Goal of the exercise ▸
Report all lines below with the word "breaks".

Records contained in a dataset ▸
Issue #4512, opened 2021-10-12
Implement a new cache system natively compatible to Caddy


darkweak:
**Description**  

Hello there 👋,  
I suggest to implement a new cache system called [Souin](https://github.com/darkweak/souin) in addition to the Varnish one.  
The advantages would be that Souin can be used directly as caddy module which replace Nginx. I tried to implement it directly in the api-platform stack and the only one issue I am facing is the mercure and vulcain pushes. I don't know how to handle that, which routes can I exclude (for mercure I could exclude .well-known routes but vulcain is a little bit more tricky).
I handle actually the route/resource invalidation with the bundle [Souin API Platform bundle](https://github.com/darkweak/SouinAPIPlatform) which one implements the PurgerInterface (note that this bundle is currently in a beta state / poc).  
Souin handles your CDN provider invalidation (like Fastly, Akamaï, Cloudflare (next release)) and set the correct HTTP headers to set your cache inside your CDN too (and obviously store the response inside Souin).  

**Example**  

```Caddyfile
{
    order cache before rewrite
    # Debug
    {$DEBUG}
    # HTTP/3 support
    servers {
        protocol {
            experimental_http3
        }
    }
    cache {
        api {
            souin {
                enable true
            }
        }
        regex {
            exclude /test2.*
        }
        headers Content-Type Authorization
        log_level debug
        ttl 1000s
        stale 2000s
    }
}

#...

route {
    cache
    ... other configuration
```

```yaml
# config/api_platform.yaml
api_platform:
        # ...
        http_cache:
                invalidation:
                    enabled: true
                public: true
```

```yaml
# config/souin_api_platform.yaml
souin_api_platform: # minimal to enable the Souin bridge
```

dunglas:
Hi!

It would be great to have native support for Souin. I fail to see what's the issue with Vulcain and Mercure. This shouldn't interfer with an HTTP cache server. Could you be a bit more specific?

darkweak:
Fixed in the https://github.com/darkweak/souin/pull/138 with the optimisations. I hope to merge the previous PR today and release in few days the fully working invalidation from the API Platform system. After that I will add the AddTagsListener and we'll be good.

PR #4540, opened 2021-11-09
Add Souin as available provider to the existing system

darkweak:
| Q             | A
| ------------- | ---
| Branch?       | main
| Tickets       | #4512
| License       | MIT

Add Souin as an available purger provider instead of the Varnish one to be able to use natively Souin as a cache system inside the Caddy reverse-proxy and refactor the AddTagsListener to be able to customise the HTTP header tag and the separator instead of the forced Cache-Tag from Cloudflare.


soyuka:
note that the ci is broken we're trying to fix underlying issues

darkweak:
@soyuka @dunglas this PR is ready for review

tests/Core/Bridge/Symfony/Bundle/DependencyInjection/ConfigurationTest.php
```diff
@@ -195,12 +195,25 @@ private function runDefaultConfigTests(array $doctrineIntegrationsToLoad = ['orm
                     'http_tags' => [
                         'enabled' => true,
                     ],
+                    'purger' => [
+                        'souinBaseHost' => '',
+                        'souinBaseApiPath' => '',
+                        'souinApiSouinPath' => '',
+                        'souinApiAuthenticationPath' => '',
+                        'username' => '',
+                        'password' => '',
```
soyuka, line 204:
```suggestion
                        'souin' => []
```

do we really need the souinBaseApiPath ? Isn't `host` enough? or maybe a dsn

tests/Core/HttpCache/EventListener/AddTagsListenerTest.php
```diff
@@ -37,6 +37,8 @@ class AddTagsListenerTest extends TestCase
 {
     use ProphecyTrait;
 
+    public const DEFAULT_CACHE_TAG = 'Cache-Tag';
```
soyuka, line 40: breaks Imo

features/http_cache/tags.feature
```diff
@@ -17,15 +17,15 @@ Feature: Cache invalidation through HTTP Cache tags
     }
     """
     Then the response status code should be 201
-    And the header "Cache-Tags" should not exist
+    And the header "Cache-Tag" should not exist
```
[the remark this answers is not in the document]
darkweak: It doesn't break the old code because the old code didn't work anymore since mid 2015.

src/Core/Bridge/Symfony/Bundle/DependencyInjection/ApiPlatformExtension.php
```diff
@@ -612,16 +621,32 @@ private function registerHttpCacheConfiguration(ContainerBuilder $container, arr
...
+        switch ($config['http_cache']['invalidation']['type']) {
+            case 'souin':
+                $container->getDefinition('api_platform.http_cache.purger.souin')->setArguments([
+                    $definitions,
+                    $config['http_cache']['invalidation']['purger']['souinBaseHost'],
+                    $config['http_cache']['invalidation']['purger']['souinBaseApiPath'],
+                    $config['http_cache']['invalidation']['purger']['souinApiSouinPath'],
+                    $config['http_cache']['invalidation']['purger']['souinApiAuthenticationPath'],
+                    $config['http_cache']['invalidation']['purger']['username'],
+                    $config['http_cache']['invalidation']['purger']['password'],
```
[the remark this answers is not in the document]
darkweak: I'll reword the parameters to have some generic ones. But the core development won't change imho.

src/Core/HttpCache/SouinPurger.php
```diff
@@ -0,0 +1,187 @@
...
+    private function getParametersFromIris(array $iris): string
+    {
+        return implode(self::SEPARATOR, $iris);
+    }
+
+    public function login(): void
+    {
+        if ($this->username && $this->password) {
+            try {
+                $response = $this->clients[0]->request(
```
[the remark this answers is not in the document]
darkweak: We want to login once.

src/Core/HttpCache/SouinPurger.php
```diff
@@ -0,0 +1,187 @@
...
+                        continue;
+                    }
+
+                    $this->token = $splitCookie[1] ?? '';
+                }
+            } catch (GuzzleException $e) {
+                $this->logger->warning($e->getMessage());
+            }
+        }
+    }
```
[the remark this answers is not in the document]
darkweak: I can ask for a JWT instead of the credentials, you're right.

tests/Core/HttpCache/EventListener/AddTagsListenerTest.php
darkweak: ??

darkweak:
The tests on the main branch break the PHPUnit ones on PRs. Due to the bb2180f0acc091ce62b414bbc80d76971b300e0c commit.

tests/Core/HttpCache/EventListener/AddTagsListenerTest.php
soyuka: see above

features/http_cache/tags.feature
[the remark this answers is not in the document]
soyuka: You may implement this in a VCL manually and yes it is working .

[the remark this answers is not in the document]
darkweak: As it's configurable from the API Platform configuration, feel free to set the Cache-Tags header instead of the Cache-Tag one. Cloudflare doesn't support Cache-Tags (the one **with** a trailing s) header anymore and only the Cache-Tag (the one **without** the trailing slash).

tests/Core/HttpCache/EventListener/AddTagsListenerTest.php
darkweak: Read the cloudflare documentation.

darkweak:
ping @dunglas to review as we discussed with @soyuka

src/HttpCache/SouinPurger.php
```diff
@@ -0,0 +1,127 @@
...
+ * For the full copyright and license information, please view the LICENSE
+ * file that was distributed with this source code.
+ */
+
+declare(strict_types=1);
+
+namespace ApiPlatform\HttpCache;
+
+use GuzzleHttp\ClientInterface;
+use GuzzleHttp\Exception\GuzzleException;
```
soyuka, line 17: we shouldn't use guzzle but the symfony http client instead

src/Symfony/Bundle/DependencyInjection/Configuration.php
```diff
@@ -424,7 +424,43 @@ private function addHttpCacheSection(ArrayNodeDefinition $rootNode): void
...
+                                    ->info('Cache provider to use (e.g. souin, varnish, whatever)')
+                                ->end()
+                            ->end()
+                        ->end()
+                        ->arrayNode('validation')
+                            ->addDefaultsIfNotSet()
+                            ->info('Enable the tags-based cache validation system.')
+                            ->children()
+                                ->scalarNode('header')
+                                    ->defaultValue('Cache-Tag')
```
soyuka, line 458: should be `Cache-Tags` or it is a BC as we had this as default in 2.6. We can deprecate `Cache-Tags` in favor of `Cache-Tag` in 2.7 if you all agree but as there is no real specification I'm unsure of the correct answer.

tests/HttpCache/EventListener/AddTagsListenerTest.php
```diff
@@ -37,6 +37,8 @@ class AddTagsListenerTest extends TestCase
 {
     use ProphecyTrait;
 
+    public const DEFAULT_CACHE_TAG = 'Cache-Tag';
```
soyuka, line 40: should be `Cache-Tags` see above comment

tests/HttpCache/SouinPurgerTest.php
```diff
@@ -0,0 +1,293 @@
...
+            public function requestAsync($method, $uri, array $options = []): PromiseInterface
+            {
+                throw new LogicException('Not implemented');
+            }
+
+            public function getConfig($option = null)
+            {
+                throw new LogicException('Not implemented');
+            }
+        };
```
soyuka, line 286: I don't really get why the whole interface needs to be implemented

soyuka (changes requested):

src/Symfony/Bundle/DependencyInjection/Configuration.php
darkweak: The cloudflare specification would be the correct answer. Anyway, I'll write a Cloudflare V4 provider and revert the Cache-Tag into Cache-Tags for the existing one.
IMHO keep the Cache-Tags header sucks because it's not maintained by Cloudflare and the "new" specification would be the only one we have to follow.

tests/HttpCache/SouinPurgerTest.php
darkweak: Because I need a ClientInterface.

src/Symfony/Bundle/DependencyInjection/Configuration.php
soyuka: yes I know the only issue is that it breaks current apis so we can't just change it we need to deprecate it first

darkweak:
@soyuka I reverted the Cache-Tag into Cache-Tags. Can you re-review for the last time?
Ty

src/HttpCache/EventListener/AddTagsListener.php
```diff
@@ -44,18 +44,22 @@ final class AddTagsListener
     private $xkeyEnabled;
     private $xkeyGlue;
     private $httpTagsEnabled;
+    private $header;
+    private $separator;
 
-    public function __construct(IriConverterInterface $iriConverter, ResourceMetadataCollectionFactoryInterface $resourceMetadataCollectionFactory = null, bool $xkeyEnabled = false, string $xkeyGlue = ' ', bool $httpTagsEnabled = true)
+    public function __construct(IriConverterInterface $iriConverter, ResourceMetadataCollectionFactoryInterface $resourceMetadataCollectionFactory = null, bool $xkeyEnabled = false, string $xkeyGlue = ' ', bool $httpTagsEnabled = true, string $header = 'Cache-Tags', string $separator = ',')
```
dunglas, line 50: Couldn't we do something like this instead (the real implementation will of course be more complicated because we need a BC layer)?

```suggestion
public const VARNISH_HEADER_NAME = 'xkey';
public const VARNISH_SEPARATOR = ' ';
public const SOUIN_HEADER_NAME = 'Cache-Tag';
public const SOUIN_SEPARATOR = ',';

    public function __construct(IriConverterInterface $iriConverter, ResourceMetadataCollectionFactoryInterface $resourceMetadataCollectionFactory = null, string $headerName = false, string $separator = ' ') {}
    
    public static function createSouinInstance(IriConverterInterface $iriConverter, ResourceMetadataCollectionFactoryInterface $resourceMetadataCollectionFactory): static {};
    public static function createVarnishInstance(IriConverterInterface $iriConverter, ResourceMetadataCollectionFactoryInterface $resourceMetadataCollectionFactory): static {};
```

src/HttpCache/SouinPurger.php
```diff
@@ -0,0 +1,126 @@
...
+ */
+class SouinPurger implements PurgerInterface
+{
+    private const MAX_HEADER_SIZE_PER_BATCH = 1500;
+    private const SEPARATOR = ', ';
+    private const SOUIN_COOKIE_NAME = 'souin-authorization-token';
+
+    private $logger;
+
+    // Clients to send cache invalidation
```
dunglas, line 35: You should use the PHPDoc syntax instead for all these comments.

src/HttpCache/SouinPurger.php
```diff
@@ -0,0 +1,126 @@
...
+        string $token
+    ) {
+        $this->clients = $clients;
+        $this->logger = $logger;
+        $this->dsn = $dsn;
+        $this->path = $path;
+        $this->token = $token;
+    }
+
+    private function getParametersFromIris(array $iris): string
```
dunglas, line 62: Is this method really necessary? It's used only one-time.

src/HttpCache/SouinPurger.php
```diff
@@ -0,0 +1,126 @@
...
+    {
+        return implode(self::SEPARATOR, $iris);
+    }
+
+    /**
+     * @param array|string[] $iris
```
dunglas, line 68:
```suggestion
     * @param \Stringable[] $iris
```

src/HttpCache/SouinPurger.php
```diff
@@ -0,0 +1,126 @@
...
+     *
+     * @return string[]
+     */
+    private function getChunkedRegex(array $iris): array
+    {
+        $regex = $this->getParametersFromIris($iris);
+        $batches = [];
+        $separatorLength = \strlen(self::SEPARATOR);
```
dunglas, line 76: Can't this be hardcoded (or stored in another private constant), as the parameter is a constant?

src/HttpCache/SouinPurger.php
```diff
@@ -0,0 +1,126 @@
...
+    }
+
+    /**
+     * {@inheritdoc}
+     */
+    public function purge(array $iris)
+    {
+        if (!$iris) {
+            return;
+        }
```
dunglas, line 120: Useless, can be removed:

```suggestion
```

src/Symfony/Bundle/DependencyInjection/Configuration.php
```diff
@@ -426,6 +426,42 @@ private function addHttpCacheSection(ArrayNodeDefinition $rootNode): void
...
+                                            ->defaultValue('')
+                                            ->info('Purger dsn')
+                                        ->end()
+                                        ->scalarNode('path')
+                                            ->defaultValue('')
+                                            ->info('Purger API path')
+                                        ->end()
+                                        ->scalarNode('token')
+                                            ->defaultValue('')
+                                            ->info('JWT token to use if the provider API if secured')
```
dunglas, line 443: That's weird, shouldn't this be under a `souin` section as it's relevant only in this context. If it's just a bearer token, then the should be renamed to make it explicit that there is no hard dependency on Souin.

dunglas (changes requested):

src/HttpCache/EventListener/AddTagsListener.php
darkweak: I don't think this is a good approach and is more complex than it should be. All additional parameters are not mandatory, they don't break anything. It uses the existing parameters values for the cache header and the separator.

darkweak:
Hi there, what about this?

BeyerJC:
Hey, is there a Chance this feature will be in 2.7 ?

darkweak:
I don't think because they never answered 🙃

darkweak:
@soyuka @dunglas Can I have a review please ? Everything is working as expected with tests. It would be a great add-on on the v3 to deal with the caddy native HTTP cache system.

dunglas:
We're focus on releasing API Platform 3 (which is in beta). We'll review this PR as well as other new features when API Platform 3 will be tagged.

src/HttpCache/SouinPurger.php
```diff
@@ -0,0 +1,111 @@
...
+ *
+ * For the full copyright and license information, please view the LICENSE
+ * file that was distributed with this source code.
+ */
+
+declare(strict_types=1);
+
+namespace ApiPlatform\HttpCache;
+
+use GuzzleHttp\ClientInterface;
```
maxhelias, line 16: You should use this interface `\Symfony\Contracts\HttpClient\HttpClientInterface` instead

darkweak:
Ready to merge.

src/HttpCache/SouinPurger.php
```diff
@@ -0,0 +1,111 @@
...
+     *
+     * @var string
+     */
+    private $path;
+
+    /**
+     * @param HttpClientInterface[] $clients
+     */
+    public function __construct(
+        array $clients,
```
BeyerJC, line 56: Could we use property Promotion and make them readonly here?
Apip 3.0 requires PHP 8.1

darkweak:
ping @dunglas @soyuka

src/Symfony/Bundle/DependencyInjection/ApiPlatformExtension.php
```diff
@@ -545,21 +544,32 @@ private function registerHttpCacheConfiguration(ContainerBuilder $container, arr
...
-            $definition = new Definition(ScopingHttpClient::class, [new Reference('http_client'), $url, ['base_uri' => $url] + $config['http_cache']['invalidation']['request_options']]);
-            $definition->setFactory([ScopingHttpClient::class, 'forBaseUri']);
 
-            $definitions[] = $definition;
-        }
+        $serviceName = $config['http_cache']['invalidation']['purger'];
+        switch ($serviceName) {
+            case 'api_platform.http_cache.purger.souin':
+                $container->getDefinition($serviceName)->setArguments([
+                    $definitions,
```
maxhelias, line 552: It seems that the definitions here are empty.

darkweak:
Can I have a last review please?

src/Symfony/Bundle/DependencyInjection/ApiPlatformExtension.php
```diff
@@ -562,21 +561,39 @@ private function registerHttpCacheConfiguration(ContainerBuilder $container, arr
         $loader->load('http_cache_purger.xml');
 
         $definitions = [];
-        foreach ($config['http_cache']['invalidation']['varnish_urls'] as $key => $url) {
-            $definition = new Definition(ScopingHttpClient::class, [new Reference('http_client'), $url, ['base_uri' => $url] + $config['http_cache']['invalidation']['request_options']]);
-            $definition->setFactory([ScopingHttpClient::class, 'forBaseUri']);
 
-            $definitions[] = $definition;
-        }
+        $serviceName = $config['http_cache']['invalidation']['purger'];
```
soyuka, line 565: What about having

```
http_cache:
  invalidation:
    souin_urls: 
```

?

src/Symfony/Bundle/DependencyInjection/ApiPlatformExtension.php
```diff
@@ -562,21 +561,39 @@ private function registerHttpCacheConfiguration(ContainerBuilder $container, arr
...
+        switch ($serviceName) {
```
soyuka, line 566: I think we prefer `match` now

src/Symfony/Bundle/Resources/config/http_cache_purger.xml
```diff
@@ -12,12 +12,18 @@
...
+            <argument>%api_platform.http_cache.invalidation.path%</argument>
+        </service>
 
         <service id="api_platform.http_cache.listener.response.add_tags" class="ApiPlatform\HttpCache\EventListener\AddTagsListener">
             <argument type="service" id="api_platform.iri_converter" />
             <argument type="service" id="api_platform.metadata.resource.metadata_collection_factory" on-invalid="null" />
             <argument type="service" id="api_platform.http_cache.purger" on-invalid="null" />
             <tag name="kernel.event_listener" event="kernel.response" method="onKernelResponse" priority="-2" />
         </service>
+
```
soyuka, line 27:
```suggestion
```

tests/Metadata/Extractor/YamlExtractorTest.php
```diff
@@ -471,7 +471,7 @@ public function testInvalidYaml(string $path, string $error): void
     public function getInvalidPaths(): array
     {
         return [
-            [__DIR__.'/yaml/invalid/invalid_resources.yaml', '"resources" setting is expected to be null or an array, string given in "'.__DIR__.'/yaml/invalid/invalid_resources.yaml'.'".'],
+            [__DIR__.'/yaml/invalid/invalid_resources.yaml', '"resources" setting is expected to be null or an array, string given in "'.__DIR__.'/yaml/invalid/invalid_resources.yaml".'],
```
soyuka, line 474: This should've been fixed by now, please revert this chang

soyuka:
Nice! A few comments lefts but we're almost good to merge imo! Thanks @darkweak sorry for the delays!

dkarlovi:
@soyuka note this discussion: https://github.com/darkweak/souin/issues/277#issuecomment-1327339148

It seems Souin will start passing any request as soon as the Authorization header (or Cookie) is present in the request, it doesn't provide (nor plans to provide) any sort of "user context"-like feature FOS HTTP Cache bundle, which IIRC APIP relied on before.

darkweak:
Ready for the merge @soyuka

src/Symfony/Bundle/DependencyInjection/ApiPlatformExtension.php
darkweak: The switch case allow us to use varnish by default.

divine:
> @soyuka note this discussion: [darkweak/souin#277 (comment)](https://github.com/darkweak/souin/issues/277#issuecomment-1327339148)
> 
> It seems Souin will start passing any request as soon as the Authorization header (or Cookie) is present in the request, it doesn't provide (nor plans to provide) any sort of "user context"-like feature FOS HTTP Cache bundle, which IIRC APIP relied on before.

Well, then there is no reason that souin should be integrated into APP.

offtopic:

@darkweak would like to consider changing the souin logic?

Thanks!

darkweak:
@divine note this PR https://github.com/darkweak/souin/pull/283

soyuka:
merci @darkweak

soyuka:
I cherry-picked it in my PR just to be a bit less provider specific. souin will have native support from API Platform 3.1 (coming out mid-January)

Issue #4547, opened 2021-11-09
Doctrine json_array type should now be json


soyuka:
Since `json_array` has been deprecated in Doctrine DBAL we should use `json`. In graphql this changes how the type opperates. Change the `json` type in Entity/Dummy and fix the corresponding behat tests.

https://github.com/api-platform/core/blob/main/tests/Fixtures/TestBundle/Entity/Dummy.php#L136-L138 

Note that you should probably also change the `array` type or add the `nullable` PHP type .

+ allow the `doctrine/dbal` at version `3.x` (currently fixed at 2.6 https://github.com/api-platform/core/pull/4544/files#diff-d2ab9925cad7eac58e0ff4cc0d251a937ecf49e4b6bf57f8b95aab76648a9d34R36)

laryjulien:
I have opened a PR to resolve the other issue with doctrine/dbal 3.x

soyuka:
is this fixed @dunglas  ?

dunglas:
Yes: https://dunglas.dev/2022/01/json-columns-and-doctrine-dbal-3-upgrade/

PR #4549, opened 2021-11-09
fix(doctrine): replace Type class by Types

laryjulien:
| Q             | A
| ------------- | ---
| Branch?       | main
| Tickets       | #4547 
| License       | MIT
| Doc PR        |  n/a

In doctrine/dbal 3.0, types constants are now defined in Doctrine\DBAL\Types\Types.php instead of Doctrine/DBAL/Types/Type.php

References:

- https://github.com/doctrine/dbal/blob/2.13.x/lib/Doctrine/DBAL/Types/Type.php
- https://github.com/doctrine/dbal/blob/3.1.x/src/Types/Types.php

### DIFF
--- a/composer.json
+++ b/composer.json
@@ -33,6 +33,7 @@
         "doctrine/cache": "^1.11",
         "doctrine/common": "^2.11 || ^3.0",
         "doctrine/data-fixtures": "^1.2.2",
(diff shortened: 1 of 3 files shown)


soyuka:
can you target 2.6 on this?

Output for this exercise ▸
soyuka, line 40: breaks Imo
soyuka: yes I know the only issue is that it breaks current apis so we can't just change it we need to deprecate it first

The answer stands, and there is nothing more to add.